My left brake light went out so me being the fix-it man that I am I went to the local autoparts store and picked up 2 in one package. Everythings great so far. I go to exchange the bulbs and upon observing that I had to remove the cargo clips this was easily accomplished. I then noticed that there was a bolt protruding with a nut and a wire harness clip. These were, also, easily removed, however, on further inspection I realized that there were 2 plastic covers (oval in shape) that needed to be removed in order to get to the tail light assembly.
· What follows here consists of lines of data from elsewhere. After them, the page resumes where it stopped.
PR #2986, opened 2023-03-30
Expose formation constraints subresolver for formation template

la4ezar:
**Description**
Expose formation constraints subresolver for formation template. Also, add one more formation constraint type('UI') for the Cockpit constraints.

- Expose formation constraints subresolver for formation template
- Add 'UI' constraint type
- Unit tests
- E2e tests

**Pull Request status**

- [x] Implementation
- [x] Unit tests
- [x] Integration tests


components/director/pkg/graphql/schema.graphql
```diff
@@ -1241,6 +1242,7 @@ type FormationTemplate {
 	runtimeArtifactKind: ArtifactType
 	webhooks: [Webhook!] @sanitize(path: "graphql.field.formation_template.webhooks")
 	leadingProductIDs: [String!]
+	formationConstraints: [FormationConstraint!]!
```
StanislavStefanov, line 1245: Should be formationConstraints: [FormationConstraint!] as the constraints are not mandatory for the template

components/director/pkg/graphql/schema.graphql
```diff
@@ -108,6 +108,7 @@ enum ConstraintScope {
 enum ConstraintType {
 	PRE
 	POST
```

I have tried needle nosed pliers, regular pliers, twisting, turning (gingerly mind you--the last thing that I need to do is run out and purchase a new tail light assembly...something I would have done in my younger years) and prying. Without further adieu, alas I am not the backyard mechanic I once thought I was. I have been beaten by 2 plastic things that are holding my tail light assembly in place. What do I do to change the brake light bulb?


----------



## Teh00Alty (Jan 21, 2005)

welcome my man, try looking for that in the altima section


----------



## craigqc (Feb 10, 2005)

if i remember correctly, the plastic pieces dont come out. once the light is unbolted, just pull it off. the two plastic pieces will remain in the metal.


----------



## rruhs (Feb 19, 2005)

Do you mean to just pry the whole assembly off the back with a screw driver or some other flat tool? I have read that there is a black sealant applied in between the chassis and the light assembly. Does this need to be broken wit h pressure?
:cheers: Thanks to you both for the response.


----------



## craigqc (Feb 10, 2005)

when i changed out my taillights i unscrewed the two bolts, then tapped the bolts with the butt end of a screwdriver and the light popped out. the plastic pieces stay in the frame. i remember because my old taillight is now in my lap and i can see what it looks like. my new tails came with replacments for those plastic pieces but i didnt have to use them because mine stayed in the frame. hope this helps.


----------